Answer:
a) z* = -1.97
b) z* = -2.33
c) z* = -1.65
d) z* = 2.04
e) z* = 2.33
f) z* = -1.25.
Explanation:
Z-score:
The Z-score measures how many standard deviations the measure is from the mean. After finding the Z-score, we look at the z-score table and find the p-value associated with this z-score. This p-value is the probability that the value of the measure is smaller than X, that is, the percentile of X. Subtracting 1 by the pvalue, we get the probability that the value of the measure is greater than X.
a. P(z < z*) = 0.0244
We have to look at the ztable, and find z which has a pvalue of 0.0244. So it is z* = -1.97
b. P(z < z*) = 0.0098
We have to look at the ztable, and find z which has a pvalue of 0.0098. So it is z* = -2.33
c.
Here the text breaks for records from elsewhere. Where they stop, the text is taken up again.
PR #5562, opened 2022-10-19
refactor(form): convert to typescript

robinzigmond:
Convert Form component to typescript. Also extract stories to new `.stories.tsx` file and import into MDX docs.

### Proposed behaviour

Form should be a TypeScript component

### Current behaviour

Form is currently a Javascript component.

### Checklist

#### QA

### Testing instructions

As well as regression testing Form, please check the storybook docs, including all examples, and make sure that nothing (other than code reformatting) has changed in how the examples are presented.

P(z < z*) = 0.0496
We have to look at the ztable, and find z which has a pvalue of 0.0496. So it is z* = -1.65
d. P(z > z*) = 0.0204
We have to look at the ztable, and find z which has a pvalue of 1 - 0.0204 = 0.9796. So z* = 2.04
e. P(z > z*) = 0.0098
We have to look at the ztable, and find z which has a pvalue of 1 - 0.0098 = 0.9902. So z* = 2.33
(f) P(z > z* or z < -z*) = 0.201
This is z which has a pvalue of 0.201/2 = 0.1055. So it is z* = -1.25.